EXERCISE BRIEF: The line containing "My observations so" and every line after it, through the last one below: output exactly these and nothing else.

AVAILABLE DATA:
»»

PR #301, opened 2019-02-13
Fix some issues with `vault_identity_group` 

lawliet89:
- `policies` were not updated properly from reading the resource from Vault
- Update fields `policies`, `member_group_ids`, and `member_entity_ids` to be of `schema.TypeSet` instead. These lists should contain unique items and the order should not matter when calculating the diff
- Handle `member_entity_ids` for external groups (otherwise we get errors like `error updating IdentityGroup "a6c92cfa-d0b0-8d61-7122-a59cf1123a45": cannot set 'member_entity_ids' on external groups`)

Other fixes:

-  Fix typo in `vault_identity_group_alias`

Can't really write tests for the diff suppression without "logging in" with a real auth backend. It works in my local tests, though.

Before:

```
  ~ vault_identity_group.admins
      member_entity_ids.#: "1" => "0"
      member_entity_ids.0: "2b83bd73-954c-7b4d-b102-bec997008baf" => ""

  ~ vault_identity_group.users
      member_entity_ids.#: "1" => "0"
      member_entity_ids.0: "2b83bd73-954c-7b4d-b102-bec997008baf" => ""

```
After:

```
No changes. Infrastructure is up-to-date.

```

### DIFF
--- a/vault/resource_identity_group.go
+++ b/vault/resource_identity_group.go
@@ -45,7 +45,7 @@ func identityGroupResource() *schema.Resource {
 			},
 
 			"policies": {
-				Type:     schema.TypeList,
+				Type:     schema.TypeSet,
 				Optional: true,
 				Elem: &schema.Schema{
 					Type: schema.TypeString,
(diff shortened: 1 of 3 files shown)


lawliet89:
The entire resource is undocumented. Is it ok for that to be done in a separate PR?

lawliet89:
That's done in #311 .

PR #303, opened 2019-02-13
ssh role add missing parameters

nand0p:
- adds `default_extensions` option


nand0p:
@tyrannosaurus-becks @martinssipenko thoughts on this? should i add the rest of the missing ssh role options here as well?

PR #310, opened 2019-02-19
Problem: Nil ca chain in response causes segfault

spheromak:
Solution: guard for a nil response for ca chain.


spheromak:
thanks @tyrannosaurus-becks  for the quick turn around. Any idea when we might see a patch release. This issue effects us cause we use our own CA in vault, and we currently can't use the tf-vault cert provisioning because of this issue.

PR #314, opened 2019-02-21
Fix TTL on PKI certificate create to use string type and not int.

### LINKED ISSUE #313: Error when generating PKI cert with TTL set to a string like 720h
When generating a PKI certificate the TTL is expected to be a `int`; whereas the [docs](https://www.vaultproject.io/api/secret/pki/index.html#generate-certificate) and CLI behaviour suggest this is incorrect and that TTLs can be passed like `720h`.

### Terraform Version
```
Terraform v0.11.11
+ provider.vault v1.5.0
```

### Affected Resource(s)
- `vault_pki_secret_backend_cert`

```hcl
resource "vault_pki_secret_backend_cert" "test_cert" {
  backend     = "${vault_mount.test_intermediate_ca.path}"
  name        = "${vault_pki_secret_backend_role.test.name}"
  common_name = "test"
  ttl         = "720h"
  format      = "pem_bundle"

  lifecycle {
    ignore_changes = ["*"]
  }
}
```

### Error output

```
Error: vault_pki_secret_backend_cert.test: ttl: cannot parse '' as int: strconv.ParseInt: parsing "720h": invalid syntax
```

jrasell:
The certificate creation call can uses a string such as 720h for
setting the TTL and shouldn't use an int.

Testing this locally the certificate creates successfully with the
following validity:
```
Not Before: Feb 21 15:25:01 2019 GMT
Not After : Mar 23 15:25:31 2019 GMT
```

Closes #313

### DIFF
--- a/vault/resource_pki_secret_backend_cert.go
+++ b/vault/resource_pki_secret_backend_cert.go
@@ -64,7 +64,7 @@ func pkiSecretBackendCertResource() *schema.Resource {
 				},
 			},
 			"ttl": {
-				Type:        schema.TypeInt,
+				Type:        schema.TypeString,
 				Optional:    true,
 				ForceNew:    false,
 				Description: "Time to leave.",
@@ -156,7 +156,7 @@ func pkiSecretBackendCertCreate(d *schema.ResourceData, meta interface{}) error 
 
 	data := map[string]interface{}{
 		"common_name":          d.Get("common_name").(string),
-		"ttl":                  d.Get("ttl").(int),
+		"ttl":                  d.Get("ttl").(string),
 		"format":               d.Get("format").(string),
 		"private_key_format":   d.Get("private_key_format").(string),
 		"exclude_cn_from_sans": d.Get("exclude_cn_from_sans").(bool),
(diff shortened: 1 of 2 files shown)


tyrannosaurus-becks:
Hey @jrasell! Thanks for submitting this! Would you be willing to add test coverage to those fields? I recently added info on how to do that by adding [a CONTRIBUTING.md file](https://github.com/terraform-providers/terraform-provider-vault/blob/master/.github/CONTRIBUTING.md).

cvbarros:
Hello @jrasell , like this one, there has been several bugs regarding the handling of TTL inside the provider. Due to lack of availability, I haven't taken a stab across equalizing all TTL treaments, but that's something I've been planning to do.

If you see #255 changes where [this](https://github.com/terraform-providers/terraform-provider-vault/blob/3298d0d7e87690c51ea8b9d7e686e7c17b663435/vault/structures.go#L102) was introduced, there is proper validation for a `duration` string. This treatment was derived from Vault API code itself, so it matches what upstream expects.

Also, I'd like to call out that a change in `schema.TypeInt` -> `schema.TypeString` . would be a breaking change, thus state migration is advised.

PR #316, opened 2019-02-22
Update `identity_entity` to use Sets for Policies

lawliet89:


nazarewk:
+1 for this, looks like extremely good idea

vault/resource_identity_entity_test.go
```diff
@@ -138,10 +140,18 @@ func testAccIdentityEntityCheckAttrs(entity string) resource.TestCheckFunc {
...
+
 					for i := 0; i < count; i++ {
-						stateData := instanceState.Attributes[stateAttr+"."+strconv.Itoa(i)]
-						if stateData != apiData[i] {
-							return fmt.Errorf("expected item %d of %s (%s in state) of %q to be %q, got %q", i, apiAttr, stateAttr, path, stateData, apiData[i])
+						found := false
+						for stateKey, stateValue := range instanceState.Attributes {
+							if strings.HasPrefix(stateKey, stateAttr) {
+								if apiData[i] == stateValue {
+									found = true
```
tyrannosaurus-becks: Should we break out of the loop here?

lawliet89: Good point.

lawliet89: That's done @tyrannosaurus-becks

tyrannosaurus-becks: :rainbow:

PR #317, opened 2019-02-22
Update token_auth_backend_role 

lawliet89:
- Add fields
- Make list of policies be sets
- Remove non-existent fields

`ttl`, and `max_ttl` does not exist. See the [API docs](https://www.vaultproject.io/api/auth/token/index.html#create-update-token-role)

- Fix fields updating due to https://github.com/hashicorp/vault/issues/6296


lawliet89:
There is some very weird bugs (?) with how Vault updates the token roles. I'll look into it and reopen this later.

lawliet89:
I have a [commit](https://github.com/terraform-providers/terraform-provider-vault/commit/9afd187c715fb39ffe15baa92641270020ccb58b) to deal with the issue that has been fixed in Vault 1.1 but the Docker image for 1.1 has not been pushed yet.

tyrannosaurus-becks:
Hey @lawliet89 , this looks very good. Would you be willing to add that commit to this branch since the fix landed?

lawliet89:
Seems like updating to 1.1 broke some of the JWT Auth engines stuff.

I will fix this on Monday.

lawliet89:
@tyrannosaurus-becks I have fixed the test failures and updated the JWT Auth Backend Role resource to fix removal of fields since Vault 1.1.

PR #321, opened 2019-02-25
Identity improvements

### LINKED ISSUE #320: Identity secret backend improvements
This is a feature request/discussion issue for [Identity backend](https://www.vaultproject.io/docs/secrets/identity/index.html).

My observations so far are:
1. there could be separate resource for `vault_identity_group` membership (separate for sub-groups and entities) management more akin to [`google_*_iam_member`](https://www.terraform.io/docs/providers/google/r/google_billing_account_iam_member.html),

««

REPLY:
My observations so far are:
1. there could be separate resource for `vault_identity_group` membership (separate for sub-groups and entities) management more akin to [`google_*_iam_member`](https://www.terraform.io/docs/providers/google/r/google_billing_account_iam_member.html),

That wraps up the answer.